According to appellant, in designing computer software the author begins by analyzing the problem to be solved. At some point, the author "writes" the software information in computer language. The parties have stipulated that the software information can be transmitted into the computer's memory without the use of a physical medium, such as a tape. Appellant states that the most common ways of placing the information into the computer's memory are: (1) by typing it on the computer terminal's keyboard; (2) by electronically transferring it from a remote terminal keyboard through a communication line such as a telephone line; and (3) transferring it to inexpensive storage devices, such as disks or tapes. Most of the software which appellant had purchased for its use was bought on tapes. Appellant says it also stores software on disks and tapes.

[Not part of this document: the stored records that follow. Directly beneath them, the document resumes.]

PR #432, opened 2018-03-06
[WIP] Add Song#finished callback - Resolves #188

### LINKED ISSUE #188: Callbacks for sample/song playback completion
The callbacks could be called at, say, the end of the event loop. I see it being useful for automatically playing the next song in a playlist, or maybe for songs that have a unique intro or fade-in followed by a cleanly looping part.

A hypothetical example:

``` ruby
def play_looping_song_with_intro
  intro = Song.new(window, 'intro_that_plays_once.ogg')
  song = Song.new(window, 'looping_part.ogg')

  intro.play { song.play(true) }
end
```

Kjarrigan:
Didn't work at the moment because I got some problems with SWIG (again). I tried to remember what I did in the Window#drop callback but couldn't. Swig doesn't register the finished with an upcall wrapper so the overloaded ruby function never is called. Any ideas?

Some general thoughts:

- I added it only to song because there you basically already checked for finished and I can't see any use-case in a Sample right now.
- Don't know lambdas good enough - do you think providing an constructor like Song(filename, callback-lamdba) would be helpful for the C++ users or would they instinctively override finished directly?
- We could theoretically remove the looping logic and define it as finished callback instead, as its basically the same idea: Play a / the same song as soon as the old one is finished.

### DIFF
--- a/src/RubyGosu.cxx
+++ b/src/RubyGosu.cxx
@@ -8377,6 +8377,34 @@ fail:
 
 
 SWIGINTERN VALUE
+_wrap_Song_finished(int argc, VALUE *argv, VALUE self) {
+  Gosu::Song *arg1 = (Gosu::Song *) 0 ;
+  void *argp1 = 0 ;
+  int res1 = 0 ;
+  
+  if ((argc < 0) || (argc > 0)) {
+    rb_raise(rb_eArgError, "wrong # of arguments(%d for 0)",argc); SWIG_fail;
+  }
+  res1 = SWIG_ConvertPtr(self, &argp1,SWIGTYPE_p_Gosu__Song, 0 |  0 );
+  if (!SWIG_IsOK(res1)) {
+    SWIG_exception_fail(SWIG_ArgError(res1), Ruby_Format_TypeError( "", "Gosu::Song *","finished", 1, self )); 
+  }
+  arg1 = reinterpret_cast< Gosu::Song * >(argp1);
+  {
+    try {
+      (arg1)->finished();
+    }
+    catch (const std::exception& e) {
+      SWIG_exception(SWIG_RuntimeError, e.what());
+    }
+  }
+  return Qnil;
+fail:
+  return Qnil;
+}
+
+
+SWIGINTERN VALUE
 _wrap_Song_update(int argc, VALUE *argv, VALUE self) {
   if ((argc < 0) || (argc > 0)) {
     rb_raise(rb_eArgError, "wrong # of arguments(%d for 0)",argc); SWIG_fail;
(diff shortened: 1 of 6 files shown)


src/RubyGosu.cxx
```diff
@@ -8376,6 +8376,34 @@ _wrap_Song_volumee___(int argc, VALUE *argv, VALUE self) {
 }
 
 
+SWIGINTERN VALUE
```
Kjarrigan: This should include an upcall-branch to actually call the ruby function if available but don't know how to trigger it.

test/test_audio.rb
```diff
@@ -114,4 +114,26 @@ def test_song
...
+    song1 = Gosu::Song.new(media_path("0614.ogg"))
+    song2 = Gosu::Song.new(media_path("0830.ogg"))
+
+    song1.play(false) { song2.play }
+    assert_equal song1, Gosu::Song.current_song
+
+    assert song1.playing?
+    refute song2.playing?
+
+    (20 * 1000/win.update_interval).ceil.times{ win.tick }
```
Kjarrigan: Maybe I should look for a shorter first sound-clip as 20s are quite some time...

jlnr:
Thanks for the PR. Random thoughts:
* The SWIG feature to look for is called "director". Right now it's only enabled for TextInput and Window, and it does the automatic upcall.
* However, I think I prefer a constructor block because that makes it a bit easier to bridge it to Ruby, and because I think it would be more practical if you want to refer to non-global variables from within the handler.
  I'm adding a c'tor block to Gosu::Font in #429, so Song wouldn't stick out as the only class with a c'tor block after that. (We might need to explicitly hold a reference to the block from the Ruby side though - Gosu::gl does that for its blocks to prevent the GC from freeing them before Gosu has called them. I'm not sure why the Ruby GC can't look "into" std::function, and maybe this has changed.)
* I'm not sure that this feature is super useful on Gosu::Song when any part of the code can currently poll `Gosu::Song.current.playing?` and start a new song. The reason that the looping parameter exists as a special case is that Gosu can seamlessly loop the current song/sample, whereas a callback block will introduce short but audible gaps if it executes on the main thread. I'm afraid we can't drop it that easily :/

I'm not sure if it makes sense to merge this before merging the Sample and Song classes, because it increases the diff between both classes, and it still doesn't allow for relatively basic features like cross-fading between songs. I think I'd prefer to merge both classes into a more flexible Sound class first, that works more like Image (read/write from raw data, get current position, get length of song in fractional seconds etc.)

jlnr:
Another idea that I just had was to add a block argument to `play` that is fired when the sound ends. However that would break Song's immutability, because every `play` call would overwrite the previous call. It would work for Sample, but again I'm not sure if this would be too heavy-weight as a general solution.

Kjarrigan:
Hi - on the way home I thought about my approach as well and had some other ideas (than the current approach) as well and I guess your right about merging Song and Sample first. Thats what made me look into this PR in the first place. Its been a long time since I last looked into the Audio Implementation and so I wanted to _slowly_ get back into it by resolving a "low hanging fruit" (at least it looked like one while reading the code).

jlnr:
One more random thought: Overriding a method works for Gosu::Song right now because this type cannot be copied or assigned to. Overriding a method on Gosu::Sample (or a unified Gosu::Sound) would be awkward as users would have to actively [slicing](https://stackoverflow.com/a/274634).

I do wonder if overridable virtual methods wouldn't be a good choice for Gosu::Input though. The public `std::function<>` members definitely stick out. This is an internal C++ thingie though.

Kjarrigan:
As discussed - lets merge Sample and Song first and then I might reopen this or maybe it could even be solved while doing the merge.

Appellant asserts that computer software is not tangible property. Ohio's business personal property tax, under R.C. 5709.01(B)(1), sales tax, under R.C. 5739.02, 1 and use tax, pursuant to R.C. 5741.02, all taxed only tangible personal property at the time of the assessments in question, subject to certain exceptions. R.C. 5701.03 defines "personal property" to include "every tangible thing which is the subject of ownership, whether animate or inanimate * * *." The Ohio Revised Code does not define "tangible property." "Other taxable intangibles" is defined under R.C. 5701.09 as "every valuable right, title, or interest not comprised within or expressly excluded from any of the other definitions set forth in sections 5701.01 to 5701.09, inclusive, of the Revised Code." Computer software is not specifically discussed in any of the definitions in R.C. 5701.01 to 5701.09 and would not fall within any of the categories therein, unless software is determined to be a tangible item or to enhance the value of a tangible item.